應該打印所有的日語單詞的第一列,但在print(tr.td.a.get_text())有人提出錯誤說UnicodeEncodeError: 'charmap" codec can't encode character in position 0-1: character maps to (undefined)那麼,如何我能解決這個錯誤嗎?

回答

0

最後,我解決了這個問題,根據Beautiful Soup Documentatioin's Miscellaneous.
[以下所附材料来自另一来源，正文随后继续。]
PR #278, opened 2021-10-12
Ensure users get the most up to date configurations from App Configuration with sync tokens

MBSolomon:
### Problem
Replication lag can occur when users request key-values from their configuration stores. This can occur after a key-value is modified and before the replication of the modification to other regions is completed. During this time users can experience an issue where the requested key-value has not been updated yet in the requested region – Which would result in outdated key-values being sent to a user’s applications.  

### Proposed Solution
Through the integration of a `SyncToken` into the read call, the user can be certain they are receiving the most up to date configurations in their application. With the new integration, the user will also send a `SyncToken` to the Azure App Configuration SDK which then gets passed along to cosmos DB to ensure the most recent configurations are returned. For this we implement a new `PushNotification` class add two new API's:

**PushNotification**
```cs
public class PushNotification() {
     public Uri ResourceUri;
     public string SyncToken;
     public string EventType;
}
```

**TryParseJson**
This is a method in the `EventGridEventParser` class which tries to parse message data from EventGrid and populate a `PushNotification` object.
```cs
EventGridEventParser.TryParseJson(string message, out PushNotification pushNotification)
```

**ProcessPushNotification**
This method is called by the refresher and provider to process the `PushNotification`. `ProcessPushNotification()` will invoke `UpdateSyncToken()` and then invoke `SetDirty()` to ensure the most recent configuration is provided to the user.
```cs
ProcessPushNotification(PushNotification pushNotification, TimeSpan? maxDelay)
```

### Usage Example
First you must get the Body of the response message from EventGrid and invoke `TryParseJson()` to populate the `PushNotification`. Then you invoke `ProcessPushNotification()` to process the `PushNotification` and update the `SyncToken`.
```cs
serviceBusClient.RegisterMessageHandler(handler: (message, cancellationToken) => 
{ 
		string messageText = Encoding.UTF8.GetString(message.Body); 

  EventGridEventParser.TryParseJson(messageText, out PushNotification pushNotification); 
	     _refresher.ProcessPushNotification(pushNotification); 
}); 
```


examples/ConsoleApplication/Program.cs
```diff
@@ -98,4 +98,4 @@ private static async Task Run(CancellationToken token)
             }
         }
     }
-}
+}
```
avanigupta, line 101: Same as above, undo files where only whitespace changed.

tests/Tests.AzureAppConfiguration/PushRefreshTests.cs
```diff
@@ -0,0 +1,335 @@
...
+
+			string badEventType = "{\"id\":\"id-value1\",\"topic\":\"/subscriptions/subscription-value1/resourceGroups/resourceGroup1/providers/provider1/configurationstores/store1\",\"subject\":\"https://store1.resource.io/kv/searchQuery1\",\"data\":{\"key\":\"searchQuery1\",\"etag\":\"etagValue1\",\"syncToken\":\"syncToken1;sn=001\"},\"eventType\":\"eventType.KeyValue\",\"dataVersion\":\"2\",\"metadataVersion\":\"1\",\"eventTime\":\"2021-10-06T20:08:07.2536025Z\"}";
+			string noEventTypeMsg   = "{\"id\":\"id-value1\",\"topic\":\"/subscriptions/subscription-value1/resourceGroups/resourceGroup1/providers/provider1/configurationstores/store1\",\"subject\":\"https://store1.resource.io/kv/searchQuery1\",\"data\":{\"key\":\"searchQuery1\",\"etag\":\"etagValue1\",\"syncToken\":\"syncToken1;sn=001\"},\"dataVersion\":\"2\",\"metadataVersion\":\"1\",\"eventTime\":\"2021-10-06T20:08:07.2536025Z\"}";
+
+			PushNotification pushNotification = new PushNotification();
```
avanigupta, line 235: No need to initialize a new object for out parameter, you can change the first TryParseJson call to:
`Assert.False(EventGridEventParser.TryParseJson(emptyMessage, out PushNotification pushNotification));`

tests/Tests.AzureAppConfiguration/PushRefreshTests.cs
```diff
@@ -0,0 +1,335 @@
...
+			{
+				refresher.ProcessPushNotification(pushNotification, TimeSpan.FromSeconds(0));
+				refresher.RefreshAsync().Wait();
+			}
+
+			mockClient.Verify(c => c.GetConfigurationSettingAsync(It.IsAny<ConfigurationSetting>(), It.IsAny<bool>(), It.IsAny<CancellationToken>()), Times.Exactly(8));
+			mockClient.Verify(c => c.UpdateSyncToken(It.IsAny<string>()), Times.Exactly(8));
+		}
+
+		private bool IsPushNotificationNull(PushNotification pn)
```
avanigupta, line 293: This method is not just checking if pushnotification is null. Its also checking if any of its properties are null. So I suggest renaming it to something like `IsPushNotificationInvalid`.

avanigupta: On second thought, `IsPushNotificationInvalid` has negative semantics since it returns 'true' when something is 'invalid'. The better approach would be to use an affirmative phrase like `IsPushNotificationValid` and change the method logic accordingly.

src/Microsoft.Extensions.Configuration.AzureAppConfiguration/EventGridEventParser.cs
```diff
@@ -0,0 +1,51 @@
...
+						SyncToken = jsonMessage.GetProperty("data").GetProperty("syncToken").GetString(),
+						EventType = jsonMessage.GetProperty("eventType").GetString(),
+						ResourceUri =  new Uri(jsonMessage.GetProperty("subject").GetString())};
+
+				return true;
+			}
+			catch (JsonException) { }
+			catch (KeyNotFoundException) { }
+			catch (ArgumentException) { }
+			catch (InvalidOperationException) { }
```
avanigupta, line 45: We should catch `UriFormatException` too ([reference](https://docs.microsoft.com/en-us/dotnet/api/system.uri.-ctor?view=netstandard-2.0#System_Uri__ctor_System_String_)).

tests/Tests.AzureAppConfiguration/PushRefreshTests.cs
```diff
@@ -0,0 +1,316 @@
...
+					{
+						refreshOptions.Register("TestKey1", "label")
+							.SetCacheExpiration(TimeSpan.FromDays(30));
+					});
+					refresher = options.GetRefresher();
+				})
+				.Build();
+
+			//Create list of PushNotifications with null Parameters
+			List<PushNotification> invalidPushNotifications = invalidPushNotificationList;
```
avanigupta, line 181: You can also use the `invalidPushNotificationList` directly.

tests/Tests.AzureAppConfiguration/PushRefreshTests.cs
```diff
@@ -0,0 +1,316 @@
...
+				refresher.RefreshAsync().Wait();
+			}
+
+			mockClient.Verify(c => c.GetConfigurationSettingAsync(It.IsAny<ConfigurationSetting>(), It.IsAny<bool>(), It.IsAny<CancellationToken>()), Times.Exactly(8));
+			mockClient.Verify(c => c.UpdateSyncToken(It.IsAny<string>()), Times.Exactly(8));
+		}
+
+		private bool IsPushNotificationValid(PushNotification pn)
+        {
+			return ((pn == null) || (pn.SyncToken == null || pn.EventType == null || pn.ResourceUri == null)) ? false : true;
```
avanigupta, line 276: How about this:
```
return pn != null && pn.SyncToken != null && pn.EventType != null && pn.ResourceUri != null;
```

tests/Tests.AzureAppConfiguration/PushRefreshTests.cs
```diff
@@ -0,0 +1,316 @@
...
+                {
+                    refresher.ProcessPushNotification(invalidPushNotification);
+                    refresher.RefreshAsync().Wait();
+
+                }
+				//Should be caught in this block and continue to the next invalidNotification
+                catch (ArgumentNullException) { Assert.True(true); continue; }
+                catch (ArgumentException) { Assert.True(true); continue; }
+
+				//ProcessPushNotification did not throw any errors
```
avanigupta, line 195: We shouldn't try/catch in unit tests - use `Assert.Throws` to verify which exception is thrown.

tests/Tests.AzureAppConfiguration/PushRefreshTests.cs
```diff
@@ -0,0 +1,302 @@
...
+			foreach (PushNotification pushNotification in pushNotifications)
+			{
+				refresher.ProcessPushNotification(pushNotification, TimeSpan.FromSeconds(0));
+				refresher.RefreshAsync().Wait();
+			}
+
+			mockClient.Verify(c => c.GetConfigurationSettingAsync(It.IsAny<ConfigurationSetting>(), It.IsAny<bool>(), It.IsAny<CancellationToken>()), Times.Exactly(8));
+			mockClient.Verify(c => c.UpdateSyncToken(It.IsAny<string>()), Times.Exactly(8));
+		}
+
```
avanigupta, line 259: Can you a test for validating that push refresh flow actually refreshes configuration? Set a high cache expiration time, process push notification, verify that next RefreshAsync call updates config.

src/Microsoft.Extensions.Configuration.AzureAppConfiguration/EventGridEventParser.cs
```diff
@@ -0,0 +1,53 @@
+using System;
+using System.Collections.Generic;
+using System.Text.Json;
+
+namespace Microsoft.Extensions.Configuration.AzureAppConfiguration
+{
+	/// <summary>
+	/// EventGridEventParser contains the method to parse a Json EventGrid Message Notification
```
avanigupta, line 8: How about this:
"This class provides a helper method to parse an Event Grid event."

src/Microsoft.Extensions.Configuration.AzureAppConfiguration/Extensions/EventGridExtensions.cs
```diff
@@ -0,0 +1,59 @@
+using Microsoft.Azure.EventGrid.Models;
```
avanigupta, line 1: Please add license header like other files.

src/Microsoft.Extensions.Configuration.AzureAppConfiguration/Extensions/EventGridExtensions.cs
```diff
@@ -0,0 +1,59 @@
...
+using System.Text.Json;
+
+namespace Microsoft.Extensions.Configuration.AzureAppConfiguration.Extensions
+{
+	/// <summary>
+	/// 
+	/// </summary>
+	public static class EventGridEventExtensions
+    {
+		private static string dataSyncToken = "syncToken";
```
avanigupta, line 15: We can define `private const string SyncTokenPropertyName = "syncToken";`

src/Microsoft.Extensions.Configuration.AzureAppConfiguration/Extensions/EventGridExtensions.cs
```diff
@@ -0,0 +1,59 @@
...
+
+			if (eventGridEvent == null || eventGridEvent.Data == null || eventGridEvent.EventType == null || eventGridEvent.Subject == null)
+			{
+				return false;
+			}
+
+			try
+			{
+				string eventGridData = eventGridEvent.Data.ToString();
+				JsonElement jsonMessage = JsonDocument.Parse(eventGridData).RootElement;
```
avanigupta, line 35: These two statements can be combined into:
`JsonElement jsonMessage = JsonDocument.Parse(eventGridEvent.Data.ToString()).RootElement;`

avanigupta: Actually, we can combine all 3:

`string syncToken = JsonDocument.Parse(eventGridEvent.Data.ToString()).RootElement.GetProperty(dataSyncToken).GetString();`

src/Microsoft.Extensions.Configuration.AzureAppConfiguration/Extensions/EventGridExtensions.cs
```diff
@@ -0,0 +1,59 @@
...
+			}
+			catch (JsonException) { }
+			catch (ArgumentNullException) { }
+			catch (DecoderFallbackException) { }
+			catch (ArgumentException) { }
+			catch (AmbiguousMatchException) { }
+			catch (NullReferenceException) { }
+			catch (InvalidOperationException) { }
+			catch (KeyNotFoundException) { }
+			catch (UriFormatException) { }
```
avanigupta, line 57: Why are we catching `DecoderFallbackException`, `AmbiguousMatchException`, `NullReferenceException`?
The only possible exceptions come from the following calls:
1. eventGridEvent.Data.ToString() - [BinaryData.ToString()](https://docs.microsoft.com/en-us/dotnet/api/system.binarydata.tostring?view=dotnet-plat-ext-5.0) does not throw any exception.
2. [JsonDocument.Parse(string)](https://docs.microsoft.com/en-us/dotnet/api/system.text.json.jsondocument.parse?view=net-5.0#System_Text_Json_JsonDocument_Parse_System_String_System_Text_Json_JsonDocumentOptions_) only throws `JsonException` and `ArgumentException`. We should catch both.
3. [JsonElement.GetProperty(string)](https://docs.microsoft.com/en-us/dotnet/api/system.text.json.jsonelement.getproperty?view=net-5.0#System_Text_Json_JsonElement_GetProperty_System_String_)  only throws `InvalidOperationException` and `KeyNotFoundException` in addition to the two in my previous point. We should catch both. No need to catch `ArgumentNullException` and `ObjectDisposedException` because we already caught their base exceptions.
4. [JsonElement.GetString()](https://docs.microsoft.com/en-us/dotnet/api/system.text.json.jsonelement.getstring?view=net-5.0) - no new exceptions other than the ones already discussed above.
5. [Uri(String)](https://docs.microsoft.com/en-us/dotnet/api/system.uri.-ctor?view=net-5.0#System_Uri__ctor_System_String_) throws `UriFormatException`

So these are the only 5 exceptions that we should catch here.

src/Microsoft.Extensions.Configuration.AzureAppConfiguration/Extensions/EventGridExtensions.cs
```diff
@@ -0,0 +1,59 @@
...
+				JsonElement jsonMessage = JsonDocument.Parse(eventGridData).RootElement;
+				string syncToken = jsonMessage.GetProperty(dataSyncToken).GetString();
+
+				pushNotification = new PushNotification()
+				{
+					SyncToken = syncToken,
+					EventType = eventGridEvent.EventType,
+					ResourceUri = new Uri(eventGridEvent.Subject)
+				};
+				return true;
```
avanigupta, line 47: Nit: can you leave a line after `pushNotification` initialization block?

src/Microsoft.Extensions.Configuration.AzureAppConfiguration/Extensions/EventGridExtensions.cs
```diff
@@ -0,0 +1,62 @@
...
+using System;
+using System.Collections.Generic;
+using System.Reflection;
+using System.Text;
+using System.Text.Json;
+
+namespace Microsoft.Extensions.Configuration.AzureAppConfiguration.Extensions
+{
+	/// <summary>
+	///
```
avanigupta, line 15: Missing summary.

src/Microsoft.Extensions.Configuration.AzureAppConfiguration/Extensions/EventGridExtensions.cs
MBSolomon: Shouldn't we catch the most specific exception for each case? So including the `ObjectDisposedException` and `ArgumentNullException`?
The first three you mentioned I checked again and have removed them

src/Microsoft.Extensions.Configuration.AzureAppConfiguration/Extensions/EventGridExtensions.cs
```diff
@@ -0,0 +1,62 @@
+// Copyright (c) Microsoft Corporation.
+// Licensed under the MIT license.
+//
+
+using Microsoft.Azure.EventGrid.Models;
```
avanigupta, line 5: This is a legacy package. We should instead use the [Azure.Messaging.EventGrid](https://www.nuget.org/packages/Azure.Messaging.EventGrid/4.7.0) package. Also, please add the package reference in the .csproj file.

src/Microsoft.Extensions.Configuration.AzureAppConfiguration/Extensions/EventGridExtensions.cs
avanigupta: Yes, we should catch the most specific exception. But in this case, ObjectDisposedException and ArgumentNullException will always be caught by the catch blocks of InvalidOperationException and ArgumentException respectively. So adding (or not adding) separate catch blocks for ObjectDisposedException and ArgumentNullException will have no effect.

src/Microsoft.Extensions.Configuration.AzureAppConfiguration/AzureAppConfigurationProvider.cs
```diff
@@ -252,6 +252,24 @@ public void SetDirty(TimeSpan? maxDelay)
...
         }
 
+        public void ProcessPushNotification(PushNotification notification, TimeSpan? maxDelay)
+        {
+            
+            if (notification == null) 
+            { 
+                throw new ArgumentNullException(nameof(notification)); 
+            }
+            if (notification.SyncToken == null || notification.EventType == null || notification.ResourceUri == null)
```
avanigupta, line 262: Nit: leave a line after the closing bracket `}`. Can you update this in other places too?

src/Microsoft.Extensions.Configuration.AzureAppConfiguration/PushNotification.cs
```diff
@@ -0,0 +1,28 @@
...
+		/// </summary>
+		public Uri ResourceUri { get; set; }
+
+        /// <summary>
+        /// The Synchronization Token to be added to the next request to the App Configuration Service.
+        /// </summary>
+        public string SyncToken { get; set; }
+
+        /// <summary>
+        /// Event Type of Event Grid Message
```
avanigupta, line 23: >Event Grid Message [](http://example.com/codeflow?start=26&length=18)

The PushNotification object is decoupled from Event Grid events. We could have a different event source in future, so we shouldn't talk about event grid (or its property names like 'subject') in this class. We should just summarize what this property is in AppConfig terms.
For example:

ResourceUri -> The URI of the key-value that triggered the push notification.

EventType -> The type of event that triggered the push notification.

Class summary -> An object containing the details of a push notification received from App Configuration service.

src/Microsoft.Extensions.Configuration.AzureAppConfiguration/PushNotification.cs
```diff
@@ -0,0 +1,28 @@
+using System;
+
```
avanigupta, line 2: Missing license header

tests/Tests.AzureAppConfiguration/PushRefreshTests.cs
```diff
@@ -0,0 +1,313 @@
+using Azure;
+using Azure.Core.Testing;
```
avanigupta, line 2: License header

src/Microsoft.Extensions.Configuration.AzureAppConfiguration/Extensions/EventGridExtensions.cs
```diff
@@ -0,0 +1,62 @@
...
+	/// </summary>
+	public static class EventGridEventExtensions
+    {
+		private const string SyncTokenPropertyName = "syncToken";
+
+		/// <summary>
+		/// This method uses an EventGridEvent from EventGrid and tries to create a <see cref="PushNotification"/>
+		/// </summary>
+		/// <param name="eventGridEvent"> EventGridEvent from EventGrid</param>
+		/// <param name="pushNotification"> out parameter set up in this method</param>
```
avanigupta, line 25: >/// <param name="pushNotification"> out parameter set up in this method</param> [](http://example.com/codeflow?start=2&length=79)

Suggested parameter summary for pushNotification:
"If this method returns true, the pushNotification object contains details populated from eventGridEvent. If this method returns false, the pushNotification object is null."

src/Microsoft.Extensions.Configuration.AzureAppConfiguration/Extensions/EventGridExtensions.cs
```diff
@@ -0,0 +1,62 @@
...
+{
+	/// <summary>
+	/// 
+	/// </summary>
+	public static class EventGridEventExtensions
+    {
+		private const string SyncTokenPropertyName = "syncToken";
+
+		/// <summary>
+		/// This method uses an EventGridEvent from EventGrid and tries to create a <see cref="PushNotification"/>
```
avanigupta, line 22: >/// This method uses an EventGridEvent from EventGrid and tries to create a <see cref="PushNotification"/> [](http://example.com/codeflow?start=2&length=106)

Suggested method summary:
"Tries to create the <see cref="PushNotification"/> object from the details in <see cref="EventGridEvent"/>object. Return value indicates whether the operation succeeded or failed."

tests/Tests.AzureAppConfiguration/PushRefreshTests.cs
```diff
@@ -0,0 +1,313 @@
...
+        List<PushNotification> invalidPushNotificationList = new List<PushNotification>
+            {
+              new PushNotification  {
+                                    ResourceUri = null,
+                                    EventType = "eventType.KeyValueModified",
+                                    SyncToken = "SyncToken1;sn=001"
+                                    },
+              new PushNotification  {
+                                    ResourceUri = new Uri("https://store2.resource.io/kv/searchQuery2"),
+
```
avanigupta, line 111: Nit: remove extra line

tests/Tests.AzureAppConfiguration/PushRefreshTests.cs
```diff
@@ -0,0 +1,313 @@
...
+                                    ResourceUri = null,
+                                    EventType = null,
+                                    SyncToken = null
+                                    }
+            };
+
+		ConfigurationSetting FirstKeyValue => _kvCollection.First();
+
+        [Fact]
+        public void TryTryCreatePushNotification()
```
avanigupta, line 136: Typo: `Try` is added twice to test name

avanigupta: Also, we now have a public method with the same name so we shouldn't name the test like this. Can you rename this test accordingly?

tests/Tests.AzureAppConfiguration/PushRefreshTests.cs
```diff
@@ -0,0 +1,313 @@
...
+				EventType = "eventType.KeyValueModified",
+				Id = "some id",
+				Subject = "https://store1.resource.io/kv/searchQuery1",
+				Topic = "/subscriptions/subscription-value1/resourceGroups/resourceGroup1/providers/provider1/configurationstores/store1\\"
+			};
+
+			eventGridEvent.TryCreatePushNotification(out PushNotification pushNotification);
+
+			Assert.Equal(eventGridEvent.EventType, pushNotification.EventType);
+			Assert.Equal(new Uri(eventGridEvent.Subject), pushNotification.ResourceUri);
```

UnicodeEncodeError: 'charmap' codec can't encode character u'\xfoo' in position bar (or just about any other UnicodeEncodeError) - This is not a problem with Beautiful Soup. This problem shows up in two main situations. First, when you try to print a Unicode character that your console doesn’t know how to display. (See this page on the Python wiki for help.) Second, when you’re writing to a file and you pass in a Unicode character that’s not supported by your default encoding. In this case, the simplest solution is to explicitly encode the Unicode string into UTF-8 with u.encode("utf8").

在我的情況,是因爲我想打印一個Unicode字符,我的控制檯不知道如何來顯示它。
所以,我enabled TrueType font for console,改變系統區域設置爲日語(使控制檯編碼被改變,可以選擇支持日本的控制檯字體),然後改變控制檯字體到MSコシック(這種字體出現後,我改變了系統區域設置)。
如果我想將其寫入文件,我剛打開的文件,並指定編碼成UTF-8。